Terry Caywood, the Bradley County commissioner for District 1, Seat A, will stay busy even as he steps down from his current role. After eight years on the Commission, Caywood decided not to run …
Terry Caywood, the Bradley County commissioner for District 1, Seat A, will stay busy even as he steps down from his current role.
After eight years on the Commission, Caywood decided not to run for reelection Aug. 1. Dennis Epperson was to take over this seat as of Sept. 1.
Caywood said he has enjoyed serving on the commission, but his decision came at the behest of his family, who urged him to focus on endeavors such as work on his farm and with Life Bridges Inc.
“It’s a two-edged sword,” Caywood said. “On one hand, I loved always receiving calls from the community and hearing their questions and concerns. On the other hand, it can wear on your family.”
Caywood said he first decided to run for the commission upon realizing the importance of making sure local residents had someone in office who would “fight to preserve the Christian integrity of Bradley County.”
“I will miss the camaraderie between the commissioners and county mayor,” Caywood said. “We mostly got along well, even if we disagreed. It has been exciting to have been part of so many important moments for Bradley County.”
He listed several big milestones which resulted from the commission votes to which he contributed.
They included establishing a county-owned and operated fire department. There are now a total of 10 Bradley County Fire-Rescue stations scattered throughout the county.
Caywood said the commission also gave its support to local industry by funding roads to make way for the Wacker Polysilicon plant in Charleston and approving measures related to expansions at Whirlpool and Mars Chocolate. During his tenure, the Commission also approved and funded new Spring Branch Industrial Park near Exit 20.
Commission votes also resulted in the creation of a new county-supported animal shelter operated by the SPCA of Bradley County, as well as the provision of funding and support for the Bradley County Tennessee State Veterans Home slated to open in Cleveland.
Caywood, a retired educator, said there are a couple projects of which he is especially proud. Both have to do with education in Bradley County.
One is the funding of a new two-story academic building at Lake Forest Middle School, which opened its doors to students this fall. He stressed the county was able to do this “without raising taxes a penny.”

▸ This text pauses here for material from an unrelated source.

PR #767, opened 2022-06-21
fix_incomplete_tngf_migration

theRealKLH:
fix semi BAD migration


pkg/migrations/migrations.go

The Commission also approved Bradley County Schools’ purchase of the old American Uniform facility off Parker Street. The school district is turning it into the Partnerships in Industry and Education Center — or PIE Center — which will host a variety of career and technical education programs for local students.
“I had a lot of good moments on the commission,” Caywood said. “I also on a weekly basis got to learn about things John Q. Public might not know and could later share with the public.”
He also served on a few committees over the years: the Bradley County Road Department Committee, the Law Enforcement Committee, the Juvenile Committee and the Ethics Committee.
He was also appointed by the Cleveland and Bradley County mayors to serve as vice chair of a committee looking at the Tennessee Department of Transportation’s planned expansion of Corridor 60. He also served as chairman of a joint committee with the Bradley County Board of Education concerning traffic issues around Hopewell Elementary School.
Caywood noted he “walked in many shoes” over the years, and by the time he was elected to the Commission, he had the experience he needed to serve and help with some of those big votes.
He had spent the bulk of his career in education, serving at Hopewell Elementary School and Prospect Elementary School for a total of 38 years — eight as a teacher and 30 as an administrator.
After retiring as a principal, Caywood went to work at Life Bridges, Inc., a local organization which helps adults with intellectual and developmental disabilities. He has worked there in various roles for 15 years.
Though it is bittersweet to be leaving the commission, Caywood said he is looking forward to spending more time with his family, including his wife of 51 years, Sue Beaty Caywood, and grown children Ginger, Carrie and Criss.
He also plans to continue to focus on his work at Life Bridges, as well as work on his family farm. All the while, he plans to keep himself aware of what is happening in the community and continue to “be a voice” on issues important to him and his neighbors.
The No. 1 piece of advice he has for those serving on the commission in the future is to make sure they vote with the right motives in mind.
“Vote for what’s best for the people — and not for self-serving motives,” said Caywood. “I wanted people to have a voice in what goes on, and I think the items I voted on were items that benefitted Bradley County as a whole.”
He offered his thanks to all the commissioners with whom he served, as well as Bradley County Mayor D. Gary Davis. He said he is “humbled to have served with such dedicated leaders.” He also thanked his constituents for trusting him with their votes and concerns.
Caywood said he has always prided himself on his readiness to listen and seek out answers to questions his constituents have, and he plans to continue to look out for his neighbors in that way. He added he “doesn’t need to be an elected official to do that.”